- Cover of the original e-book release
- Language: English
- Genre: Horror

Publication
- Publication type: E-book
- Publisher: Simon & Schuster Digital
- Publication date: August 21, 2012
- Publication place: United States

= A Face in the Crowd (novella) =

Short story by Stephen King and Stewart O'Nan

A Face in the Crowd is a novella by Stephen King and Stewart O'Nan, originally published as an e-book on August 21, 2012, as well as an audiobook, read by Craig Wasson. A hardcover edition was published in July 2023 in an omnibus edition, paired with Richard Chizmar's The Longest December.

==Background information==
Stephen King and Stewart O'Nan had previously collaborated in 2004 on a non-fiction book Faithful, chronicling the 2004 Boston Red Sox season. In Faithful, during a discussion about watching baseball on television, King posits an idea for a story entitled "Spectators", which later evolved into A Face in the Crowd:

Then there's the Face Game. I play this by keeping an eye on the faces of spectators behind home plate. [...] And last night—remember, I never lost the thread of the game during this, that's the beauty of baseball—I had this wonderful idea for a story. What if a guy watches a lot of baseball games on TV, maybe because he's a shut-in or an invalid (or maybe because he's doing a book on the subject, poor schmuck), and one night he sees his best friend from childhood, who was killed in a car crash, sitting in one of the seats behind the backstop? Yow! And the kid is still ten! He never claps or cheers (never picks his nose or talks on his cell phone, for that matter), just sits there and watches the game... or maybe he's watching the main character of the story, right through the TV. After that the protagonist sees him every night at every game, sometimes at Fenway, sometimes at Camden Yards, sometimes at the CreepyDome up in Toronto, but every time there are more people the poor freaked-out guy knew, sitting all around him: this guy's dead friends and relatives, all sitting in the background at the ballpark. I could call the story "Spectators." I think it's a very nasty little idea.
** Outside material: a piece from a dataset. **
PR #707, opened 2024-06-26
`data` argument to `setup_bootstrap_run` and remove `nm_join` requirement

barrettk:
We use `nm_join()` under the hood to create the _filtered_ starting dataset we resample from. There was previously no method for passing a `.join_col`, so the default `NUM` would always be used under the hood.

Later, when speaking and reading an excerpt from his work in progress novel Doctor Sleep at the Savannah Book Festival, in Savannah, Georgia on February 19, 2012, King mentioned the same idea again. After describing the gist of it, King said he did not know how the story ended, so he told the audience, "I'm gonna give this story to you, you guys write it." Incidentally, Stewart O'Nan was in the audience.